Segment Start: The input
PR #805, opened 2019-09-10
Order the gems in gemfile

bibliotechy:
So that in the future we can just insert them in alpha order.


bibliotechy:
@nomadicoder done

PR #303, opened 2016-05-13
Documented third part containerizers support in roadmap.

haosdent:


haosdent:
Hi, @mhausenblas @guenter Is this make sense?

guenter:
@haosdent can you please file a JIRA ticket for this? The roadmap doc reflects what has been committed by the project. We need to prioritize this request first and we do that via JIRA. Hope that makes sense!

haosdent:
@guenter Got it, thanks a lot!

PR #304, opened 2016-05-13
removed empty cluster-size topic and links to it

joel-hamill:


emanic:
Oops, I cannot locate this branch anymore and notice it was located within the 1.7 subdirectory, which has gone away. Also, the files do not seem to exist anymore!

PR #305, opened 2016-05-13
Added enumeration topic

joel-hamill:


mhausenblas:
What's up with this one @sascala?

PR #307, opened 2016-05-13
fixup

joel-hamill:


emanic:
Sorry I am just now getting to this; I'm still figuring everything out. Thanks for preparing this edit. Actually, it's true that the user data is stored on Zookeeper, but not in this location. In discussing with Albert, we are thinking to leave out this information until we get some customer feedback where we see that people actually need it. It is only useful in troubleshooting-type situations, so not a normal use case. Unfortunately, this edit applies to a page that no longer exists. Closing this for now, but please let me know if you think we need this information.

joel-hamill:
@emanic I'm fine with leaving out for now.

emanic:
Oops, I am so sorry, I got this one mixed up with the Enterprise site. Sorry for the confusion!

emanic:
LGTM

PR #313, opened 2016-05-17
Fix Port numbers in docs

sargun:
Fix VIP without port number; For other VIP example, use different example port than 5050


mhausenblas:
@sargun can you resolve the conflicts pls?

PR #315, opened 2016-05-17
Suzanne/external storage

sascala:
Thought you might want to take a look at this before assigning it to Thomas. The External Volumes text is the same as on the Enterprise site, and the Local Volumes section was already there; the only thing to look over is index.md.

Also... I finally ran into the npm problem that you and Emily encountered. So I haven't been able to view the site on my local machine.


joel-hamill:
lgtm

PR #324, opened 2016-05-18
edits

joel-hamill:


joel-hamill:
@pyronicide so we do want to emphasize VIPs over Mesos DNS?

pyronicide:
@joel-hamill 100% yes

PR #326, opened 2016-05-18
fixed Mesos-DNS and Marathon capitalization

joel-hamill:


mhausenblas:
Nope.  @joel-hamill seems you did a search & replace everywhere and through that screwed up in a few places where it doesn't make sense or is downright wrong, for example it now reads `dcos Marathon app add`. Please roll back and do replace manually.

PR #339, opened 2016-05-24
Do not allow any filtering

sargun:


jgarcia-mesosphere:
LGTM (let's go to market) with this. I endorse these changes for CE.

sargun:
@mhausenblas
Segment End: The input
■ What needs to be done ■
The answer must be the line containing "Do not allow any filtering" and every line after it to the end of the data, each set down exactly.

■ Task output ■
Do not allow any filtering

sargun:


jgarcia-mesosphere:
LGTM (let's go to market) with this. I endorse these changes for CE.

sargun:
@mhausenblas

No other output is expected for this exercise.